(Dataset entries)
PR #733, opened 2020-05-20
darwin: Fix stale descriptor information post reset

codido:
As part of the recent removal of the backend get_device_descriptor()
function, the darwin backend was modified to update the cached
device_descriptor when a new device is processed. However, this wasn't
done for cases where the device is reused rather than allocated.
This could potentially result in getting stale data when using the
device following a reset.

In addition, when the device is reused, its session ID should be kept
up-to-date in the cached devices list, so it could be found in subsequent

== WHAT YOU ARE ASKED TO DO ==
Repeat the data exactly, with every line included.

== YOUR RESPONSE ==
PR #733, opened 2020-05-20
darwin: Fix stale descriptor information post reset

codido:
As part of the recent removal of the backend get_device_descriptor()
function, the darwin backend was modified to update the cached
device_descriptor when a new device is processed. However, this wasn't
done for cases where the device is reused rather than allocated.
This could potentially result in getting stale data when using the
device following a reset.

In addition, when the device is reused, its session ID should be kept
up-to-date in the cached devices list, so it could be found in subsequent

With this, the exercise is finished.